The detained men will be in custody pending investigations into the incident took place on New Year’s eve.

The video showed a group of men surrounding a woman after she exited a shop, assaulted her and ripped her clothes off, while others appeared trying to rescue her by pushing her into a car away from the crowd.

Investigations revealed that the victim was accompanied by another woman who appeared in the video, but she escaped and entered into a nearby building.

Both aged 20 years old, one of the two women was a student of a private engineering school, while the other one is enrolled in the Faculty of Physical Education and Language in Mansoura.

On Thursday, police arrested 17 young men who were suspected of taking part in the assault.
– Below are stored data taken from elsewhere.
PR #231, opened 2023-12-30
Wand code cleanup

nomakewan:
This cleans up the fix from #230 to use a single new function called getSystemYearMode() rather than creating an entire new enum variable and copying the same conditional statement multiple times. Should improve readability, and also reduces code size.

Includes newly-compiled binaries to match.


DustinGrau (approved):
Definitely a worthwhile cleanup. Looks sane to me, so I'll merge and test with my current work.

PR #232, opened 2023-12-30
ramp down interpolation changed to circular in

gpstar81:
Ramp down interpolation changed to circular in, to match the circular out interpolation of the ramp up.


gpstar81:
After more testing and confirming, changed to quartic.

DustinGrau (approved):

PR #233, opened 2024-01-01
Fix max volume check

nomakewan:
Current check will only enforce i_volume_abs_max setting if the requested volume is beyond +10dB; this fixes the check so that it will enforce the setting if the requested volume is higher than the setting.


DustinGrau (approved):
Looks simple enough to me.

PR #234, opened 2024-01-01
Include File Refactoring

DustinGrau:
This is more of a cleanup effort than introduction of new features, but it will make the next set of changes much easier to review. Details as follows...

Background: The primary reason for this change is related to the upcoming changes to the Attenuator to support the WebUI for managing settings. That feature will add many more lines of code in the serial coms logic to perform mappings between variables and new struct objects, and the introduction of new includes provides more ease of maintenance. As a secondary reason, it allows more efficient editing when moving between files since the multi-tab approach of ArduinoIDE allows you to keep a cursor in place on one file while you navigate another.

Changes: In this branch there is a significant refactoring of source code to make the code more manageable. All logic related to the serial communications is moved to a new **Serial.h** for the pack and wand. Similarly, the EEPROM logic is moved into a **Preferences.h** following the same pattern. There are some variables and functions renamed to be more consistent between the pack and wand. There were also some duplicate function names found which used the same name but different casing and somehow ArduinoIDE allowed this to happen without warnings--this is likewise resolved.


gpstar81 (approved):
Looks good.

gpstar81 (approved):
Looks good.

PR #235, opened 2024-01-15
WebUI Preferences

DustinGrau:
This is a major enhancement effort to bring the EEPROM controls to the ESP32-based Attenuator/Wireless device, so they can be modified using a graphical interface. As part of this support was a significant logic update to the serial communications which also brought additional functionality. Some of the notable enhancements include:
- Dedicated preferences for pack, wand, and smoke features
- Controls grouped by device/purpose for ease of use
- Real-time volume updates (master/effects)
- Pack voltage readout with health estimator
- Usability improvements by way of better layout for some controls
- Consistent terminology on UI labels (better matches operation guide)

There are still some items that should be considered before merging, or as work after release:
- Testing. Testing. Testing! Beta testers may be beneficial for a small control group.
- Possibly adjusting the WebUI to be smarter about what options are enabled for use based on hardware chosen (eg. don't allow toggle for VG modes on the Power Cell if using stock Haslab LEDs).


DustinGrau:
@gpstar81 It's time to get some more eyes on this, notably yours. It's a fairly big update and I'd like any comments or suggestions now, as I've got everything seemingly working as I hoped. But it still needs plenty of testing before merging as I've touched a good bit of logic.

gpstar81:
A few bugs so far for you to track down. I will continue testing over the coming days.

Bug #1:
Web ui: Turning the Pack On not working. The pack doesn't turn on, though the attenuator thinks the pack is on (confirmed by going into the pack eeprom menu settings in the web ui)

Ion arm switch: same as above, not turning on the pack.

Pressing the Pack Off or Pack On button also sometimes but not always, makes the sloblo and orange front clippard light turn on or blink on/off.

Bug #2:
I see it is possible to set the Pack into a different year mode than the wand (Effects Theme). In the equipment status UI for the Attenuator, the Effects Theme shows what the Proton Pack is set to. The eeprom menu system, links the effects themes between the Wand and Pack to the same years when changing. 

Meanwhile it seems the EEPROM menu from the wand when changing the year mode, only affects the Pack only and not the wand.

DustinGrau:
Thank you for the sanity checks. I'll take a look at these as I get time today. I'm enabling some additional debugging in my forked code to work on these, so if you continue to test you won't be interrupted by anything I might accidentally introduce while making fixes.

nomakewan:
Apologies for poking my head in since I don't have the hardware to test with to contribute to this, but would it also be possible to test what happens with this PR if the Attenuator is removed from the equation as well?

I'm a little concerned that two people on the FB page grabbed the latest binaries from Github only to find that the Wand wasn't communicating with the Pack (with no Attenuator present), but that both the Wand BenchTest binary as well as the 3.4.0 binaries hosted on the main GPStar website resolved those issues for both users. Just want to be 100% sure nothing got accidentally overlooked in a data check somewhere or something like that.

Best of luck with the changes--they look awesome, especially for folks who troop/con with this gear!

DustinGrau:
I thought those last two people to load up the latest firmware were found to have physical wiring issues. But the wand should not be dependent on the attenuator and vice versa--the pack should be able to identify when each of the devices is connected and then send any commands as needed.

One thing I've changed in this code is the wand will initiate the handshake to the pack, and I've added code that will blink the white LED beside the vent every time it makes that attempt. So if there's a communication problem, you'll now immediately get feedback on the wand to know it has power, but can't reach the pack.

nomakewan:
This user had no wiring issues, states the fault was with the Github binary alone: https://www.facebook.com/groups/gpstartechnologies/posts/1103318744005400

I swear there was a second user who had a firmware-specific issue but I can't find their post. Perhaps they deleted it after getting the help they needed (I wish people wouldn't do that).

gpstar81:
I will give it a good test with no attenuator as well. I will dedicate another 2 hours of testing tomorrow morning without it, trying all kinds of different combinations. Still no rush as the Attenuators are in production right now and won’t arrive until the end of this month. The original shipping date was mid February, but it looks like they may be ready to start shipping out to people by the beginning of February. So still a good 2+ weeks to test and stamp out any bugs.

DustinGrau:
Just merged in some fixes along with a few other changes:
- Added some new STL's to the pack folder for housing smoke kits (Wasteland and DIY options)
- Fixed screenshot of wand preferences (removed another accidental setting duplication)
- Option to quickly turn on debugs which can help with serial debugging (off by default)

As part of my workbench testing I've tried to verify all of the items listed so far:
- Each of the devices work on their own, even without being attached.
- The wand worked as expected on its own in benchtest mode, and seeks out communication with the pack otherwise.
- The ion arm switch worked fine for me to turn the pack on or off, and the wand also worked as expected.
- The pack and wand both work as expected whether a serial1 device is present or not.
- The pack controls from the attenuator web UI worked as expected to turn the pack on or off.
- When changing the operation or year mode defaults for the pack it should propagate to the wand as expected.

Next I'm going to load everything up on my real pack/wand/attenuator and test more from there.

DustinGrau:
My final update from the evening was a cleanup of some of the API calls. There's a few that I believe were being sent before the handshakes take place, though I believe they're already handled as part of that process. Overall I think I have only the bare minimum of communications given that I've added several new ones that send more info to the attenuator/wireless. The other work was cleanup to try to make the comms logic a bit easier to maintain (hopefully).

On the UI side I adjusted some of the code to lock out the Venting button when the system is already in the overheat state, and I've confirmed (to the best of my testing so far) that all the values are flowing for the various preference screens. I also added a music volume display since I had the data and I realized that changes when the pack/wand are off and music is playing--so now you'll see that value change in realtime as well on the UI.

The one issue I've noticed is that while I can change the values for the pack's Operation Mode and the Theme Year, and despite the values being pushed via serial comms to the other devices, they don't get picked up immediately. It's only if I truly save to the EEPROM does everything get set correctly. I'm guessing there may be a few other function calls I missed which need to be triggered so the wand and pack pick up those values.

gpstar81:
Bugs:
-I am noticing some startup issues and year modes not in sync when changing settings from the webui.
Example: Have wand and pack set to toggle for year mode and operation mode at super hero. Repower the system, then change the effects them to 1984 on the pack in webui. There is then like a cross over of super hero and mode original going on. Must be a variable setting issue.

-Year mode toggle: is working for the pack but the wand is not changing over. Example, going int other wand menu system to change to 1984, while the pack year toggle switch is on afterlife and the settings are set to follow the toggle switch. The pack switches to 84 but not the wand. Might be related to the Frozen Empire enabling?


Maybe something to add:
-When Venting is disabled in the wand, have the vent button disabled in the webui.
-When no wand is connected to the pack, maybe have the attenuator wand state on the menu say: "not connected"

DustinGrau:
Good idea for the additional flag for "wand presence" as I plan to display it. I'm working on that first, along with the venting option. Then once I have those available to test I'll begin looking at the year mode issues.

DustinGrau:
Just did a quick check of the pack and wand year themes after the latest fixes, and I think I did indeed find the code I accidentally munged. The value is flowing between the devices regardless of where you set the option (EEPROM, runtime menu, web UI). The only thing I'm still battling is the runtime change for the operational mode--that seems to only work as expected when you save to the EEPROM and do a complete reboot of the devices. Again, probably just a variable not getting set correctly so I'll continue to look at that if it doesn't pop out to someone first.

gpstar81:
> Just did a quick check of the pack and wand year themes after the latest fixes, and I think I did indeed find the code I accidentally munged. The value is flowing between the devices regardless of where you set the option (EEPROM, runtime menu, web UI). The only thing I'm still battling is the runtime change for the operational mode--that seems to only work as expected when you save to the EEPROM and do a complete reboot of the devices. Again, probably just a variable not getting set correctly so I'll continue to look at that if it doesn't pop out to someone first.

1984 / 1989 year mode changes are working now from the menu. I will do some more extensive testing tomorrow morning, as well as some planned code changes.

nomakewan:
Darn. I'm kinda stumped as to what's going on with the compile check. I did update the action handler to use the actual library which contains millisDelay rather than a direct link to an outdated fork, but that hasn't resolved the issue. I want to think that maybe something changed on the action itself, but I don't see anything on the action's repository to suggest a change was pushed that matches when our action started failing, and likewise I don't see any open issues suggesting the action itself is failing en masse.

I will at least update the COMPILING_FLASHING readme to refer to the updated library though, as that will simplify things for others who might want to compile from source.

DustinGrau:
Thanks for tracking down the library issue. I had noticed that but mostly considered it a problem on the Github side with downloading the files. I've made a similar fix to the documentation for compiling the Attenuator as it uses the same libraries.

gpstar81:
I added another sound file, so update your SD cards.

Also in the process of adding all of the wand sounds to the pack playback when enabled for two reasons. 

#1 If people do not like how the small speakers in wands are overpowered by the pack, then they can enable this. 
#2 In preparation for 3D printed packs or home built packs, which lack the space for speakers in the Neutrona Wands. 

Wand bootup and shutdown sounds will now be played by the pack and in 84/89 mode as well when this is enabled. Also fixed a bug in Afterlife wand sounds playing with the pack, were never stopping when the alarm cable was going off when the lower right toggle was down.

I will try to finish adding additional sounds tomorrow. Need to get back to the audio thing I was doing yesterday for the rest of tonight.

gpstar81:
When the extra sounds feature is enabled, the Proton Pack will now play all the Neutrona Wand sounds now. This will be useful for the home builders who do not have a audio board in the Neutrona Wand, and or people who just want louder Neutrona Wand sounds overall.

Can you give it a test to see, particularly the idle beep sound in Afterlife is in sync with the Neutrona Wand for you? Also the boot error beeps as well.

I will give the Attenuator communication features some thorough testing tomorrow.

DustinGrau:
New audio changes are looking good. I just rebuilt the binaries, but won't be able to get into testing today but will try tomorrow.

nomakewan:
Pushed a minor update just now since I was in the wand code and noticed that there was incomplete code for the 48-barrel-LED option. So to put it in line with the disabled 60-LED option I've commented out the 48-LED sections as well. I also added the 29-LED mention to the Header file, and rebuilt the binaries accordingly.

DustinGrau:
Sorry about that, the 29-LED option was just for debugging an experimentation. That's NOT an officially supported value. I'll be changing some of the code back and removing the extra options for selection on the Web UI. Thanks for the reminder that those needed to come out, but nothing more needs to be done with the wand barrel stuff at this time.

nomakewan:
> @nomakewan Sorry about that, the 29-LED option was just for debugging and experimentation. That's NOT an officially supported value. I'll be changing some of the code back and removing the extra options for selection on the Web UI. Thanks for the reminder that those needed to come out, but nothing more needs to be done with the wand barrel stuff at this time.

Aha. Let me have a look at the newly-pushed changes and compare with local to see if there's anything else I've noticed. Thanks!

DustinGrau:
The code for the options will remain so I can easily enable them for myself, or try other values, though in terms of user selection they're not viable in their current form. We're looking at another option for the wand PCB and LED arrangement so the final count may change yet again by the next time time a prototype is made.

nomakewan:
Based on the above input, I've made a few additional corrections. Also found out how to compile for ESP32, which allowed me to update the documentation accordingly so others might avoid the compile errors I ran into originally.

Line 3309 in the fireStream function in NeutronaWand.ino still needs to be addressed though, as at present it will cause unexpected behavior when the 48-barrel-LED option is selected.

source/Attenuator/WandSettings.h
```diff
@@ -162,8 +162,9 @@ const char WAND_SETTINGS_page[] PROGMEM = R"=====(
       <b>LED Count:</b>
       <select id="ledWandCount" name="ledWandCount">
         <option value="0">5 - Stock</option>
-        <option value="1">29 - LED Strip</option>
+        <!--<option value="1">29 - LED Strip</option>-->
         <option value="2">48 - Frutto</option>
```
DustinGrau, line 166: The option for 48 still needs to be commented out, and the 60 is likely not going to be usable in the near future, if at all.

source/NeutronaWand/Actions.h
```diff
@@ -605,6 +605,33 @@ void checkWandAction() {
...
+                  stopEffect(S_VOICE_BARREL_LED_29);
+                  stopEffect(S_VOICE_BARREL_LED_48);
+                  stopEffect(S_VOICE_BARREL_LED_60);
+                  playEffect(S_VOICE_BARREL_LED_29);
+
+                  wandSerialSend(W_BARREL_LEDS_29);
+                  */
+                break;
+
+                case LEDS_29:
```
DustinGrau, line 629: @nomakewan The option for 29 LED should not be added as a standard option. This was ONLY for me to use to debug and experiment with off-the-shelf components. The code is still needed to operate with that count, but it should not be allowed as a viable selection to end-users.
PR #244, opened 2024-02-22
Bench Test Wand Ion Arm and Afterlife SFX fix

nomakewan:
This update allows a Neutrona Wand with the Bench Test firmware to change the state of the simulated Proton Pack's ion arm switch by double-tapping the Intensify switch while the Wand is turned off.


nomakewan:
Okay, all done. Wanted to make sure there wasn't any way to get into a non-deterministic state after trying this out on my bench setup.

So the way this works is if the Neutrona Wand is using the Bench Test firmware and is set to MODE_ORIGINAL, then as long as the wand is in MODE_OFF (and not in any menus) you can double-click the Intensify button to pretend that you flipped the ion arm switch on the Proton Pack. This way the SLO-BLO light isn't always on. If you click the Intensify button an odd number of times, a timeout timer will run that lasts 3 seconds, and if you don't interact with the Intensify switch in those 3 seconds it'll reset the click count to 0 and stop the timer. This way we never have a timer that runs for more than 3 seconds, and we'll never have an Intensify switch in a non-deterministic state when left alone.

The reason the non-Bench-Test firmware binary has updates is because this PR added resets for the Intensify counter to turning the wand off or exiting the menus, which isn't unique to Bench Test, and also adds that double-click timer to the Header file. Otherwise, the base functionality is unaffected since this is only for Bench Test.

gpstar81 (approved):
Works good.

Has anybody look into why in bench test mode the 16 sound effect is played when the wand gets power?

nomakewan:
> Has anybody look into why in bench test mode the 16 sound effect is played when the wand activate switch is used?

I haven't experienced this on my bench setup. Do you mean if you connect a "Bench Test" flashed wand to a GPStar Proton Pack? Or is there an edge case I haven't accounted for in my testing?

gpstar81:
> > Has anybody look into why in bench test mode the 16 sound effect is played when the wand activate switch is used?
> 
> I haven't experienced this on my bench setup. Do you mean if you connect a "Bench Test" flashed wand to a GPStar Proton Pack? Or is there an edge case I haven't accounted for in my testing?

Bench test only, no pack connected. I will send you a video.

In February 2018, Qena Criminal Court sentenced a harasser to three years in prison for sexually assaulting 23-year-old Rania Fahmy. Although this is the first harassment case brought to court in Upper Egypt, it is not the first in Egypt. The first harassment case in Egypt was in 2008 when Noha Ostadh filed a case against Sharif Gomaa who harassed her from his car as he drove slowly alongside her.

The first harassment law in Egypt was issued in June 2014 during the rule of the temporary president Adly Mansour, it states that the minimum term of imprisonment for the criminal is six months and/or a minimum fine of LE 3,000 and no more than LE 5,000.

In 2018, the Islamic Research Center held 51,000 awareness sessions across Egypt on the dangers of harassment and violence against women, according to a statement issued by the center.

Secretary-General of the Islamic Research Center Mohieddin Afifi said that these sessions, organized by Al-Azhar sheikhs, spread widely in a short period, the statement reported.

Afifi added that the sessions aim to raise the awareness of Egyptians and urge them to shoulder the responsibility of building a better country for future generations, warning them against the dangers of indulging in rumors and misconceptions.

Some 60 percent of women in Egypt said they had been victims of some form of sexual harassment during their lifetime, according to a 2017 report from UN Women and Promundo.

Two main legislative documents protect, support and empower women in Egypt: The Egyptian constitution of 2014 and the Criminal Code of 1937 and its amendments.

These legislative pieces divide crimes against women in Egypt to two separate groups: Misdemeanors and felonies. Misdemeanors, such as catcalling or sexual harassment, are seen as less significant crimes than felonies, and are usually punished by fines and short-term jail time; the trails are also shortened. Felonies, like FGM, rape, kidnapping a female, or sexual assault, are punished by longer jail time, and a permanent record is placed for those convicted.

According to the Criminal Chamber of the Court of Cassation in Ruling No. 289 of April 24, 1950, there is no need to prove that the offender had complete sexual intercourse with the victim against the victim’s will. It is sufficient for the offender to touch the victim with their hands, reproductive organs, or device against the victim’s will. To ensure justice, Ruling No. 4794 of February 14, 1985, was amended to add that the assailant must have had mental intent, meaning that it was not accidental. Law No. 11 of 2011 was later added to increase the penalty against attackers of children under the age of 18, under article 269 of the Criminal Code, to three to fifteen years in prison.